I know I am not the only one feeling this way, and it’s also quite stupid since the translation community is one of the most inclusive groups out there. This sort of problems comes from within, but instead of looking for a sensible solution, it’s easier to make useless comparisons and think that other people “cannot understand because their life is easier.” Social media and that filtered reality do not help either.
But I am happy to say that I have started an inner revolution many months ago. That’s why I took a step back from blogging and interviewing colleagues. I am walking a more relaxed path, so to speak, to rediscover the joys of being a member of this community. I like to say that I am a feminist – and I strive to be a good one – and open-minded, but we can all agree it’s easy to fall into the trap of insecurities and ending up being too harsh just to shield ourselves from the outside world. Sometimes we just are our worst enemy.

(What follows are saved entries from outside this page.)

PR #2780, opened 2024-10-25
feat: migrate `/user/{user}/comments` to React

wescopeland:
This PR builds on https://github.com/RetroAchievements/RAWeb/pull/2762 by migrating the user comments page to React. There is actually very little new UI code here. A large chunk of this PR is just code coverage, autogenerated code, and refactoring to make stuff more reusable.

Screenshot 2024-10-24 at 10 02 38 PM

Behaviors I've verified:
* If the user's wall is disabled, other users cannot visit it.
* Policies are still respected.

PR #2762, opened 2024-10-18
feat: migrate `/game/{game}/comments` to React

wescopeland:
This PR migrates the `/game/{game}/comments` route from Blade to React.

The UI has very nearly 100% code coverage. There should be only a few functional changes.

https://github.com/user-attachments/assets/b34d6ba6-1358-49f3-be4e-767732b55eaa

Behaviors that I've verified:
* Unauthenticated users are prompted to sign in and not shown a textarea.
* The textarea still auto-expands and validates against input size.
* Submitting a comment sends the user to the correct page.
* Deleting a comment sends the user to the correct page.
* Submitting a comment for the first time to a game wall subscribes the user to that game wall.
* The user can still toggle their subscription.
* The user can paginate, and paginations are client-side navigations.
* Muted users are not shown a textarea and are informed of their mute status.

Some new behaviors worth noting:
* The textarea's placeholder text has been slightly modified.
* Previously, banned user comments were removed by PHP template code. Now they're filtered out at the controller level, based on user privileges to actually see them.
* Submitting a comment will always take the user to the correct page on submit.
* Hovering over timestamps now uses a proper `<BaseTooltip />` component (forum recent posts is also affected by this change).
* User absolute timestamp preferences are now respected.

**Next steps:**
* Migrate the other comment pages.

PR #2797, opened 2024-10-31
feat: migrate `/achievement/{achievement}/comments` to React

wescopeland:
This is another PR that builds on #2762 by migrating the achievement comments page to React. Similar to #2780, there is very little new UI code here. The only real behavior change is the UI now renders Server comments differently, similar to the Blade UI.

Screenshot 2024-10-31 at 6 44 53 PM

Behaviors I've verified:
* Server comments are not deletable.
* The page loads for unauthenticated users.
* Policies are still respected.
* Automatic subscriptions work correctly.


app/Policies/AchievementCommentPolicy.php
```diff
@@ -68,9 +72,12 @@ public function update(User $user, AchievementComment $comment): bool
 
     public function delete(User $user, AchievementComment $comment): bool
     {
+        if ($comment->is_automated) {
+            return false;
+        }
+
```
Jamiras, line 78: I'm unable to delete my own comments without the MODERATOR role.

wescopeland: Great catch. Looks like there was a bug in the policy. Fixed in latest.

Jamiras (approved):

PR #3412, opened 2025-04-13
fix: always soft delete comments in the PHP UI

wescopeland:
The React UI is soft deleting comments, but the PHP UI is hard deleting them. This PR unifies the soft delete behavior.


app/Helpers/database/user-activity.php
```diff
@@ -9,31 +9,16 @@
...
-
+    if (!$user->can('delete', $comment)) {
         return false;
     }
 
-    return mysqli_affected_rows($db) > 0;
+    $comment->timestamps = false;
+    $comment->delete();
+
+    return true;
```
Jamiras, line 21: Is there even a reason to keep this function any more? Can't this logic just be inlined in the other file?

Jamiras (approved):

app/Helpers/database/user-activity.php
wescopeland: Updated in latest.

What a serious twist this post took, huh? You might wonder what’s the point, and the point is that we are not just translators/interpreters/entrepreneurs/etc, we are people who get in touch with each other and build relationships, so it’s important to remember that the “human factor” is always playing a role in this – we’re not robots or superheroes (although sometimes we are superheroes!), but we can be superhumans! And today I want to celebrate my flaws and my strengths as a professional.
Additional note: I have found inspiration in places I never thought possible, from people very different than me doing things I would never ever do. I am still not interested in everything everybody does, that’s just not who I am. But it’s important to remember that that’s ok. So keep an open mind and enjoy our day!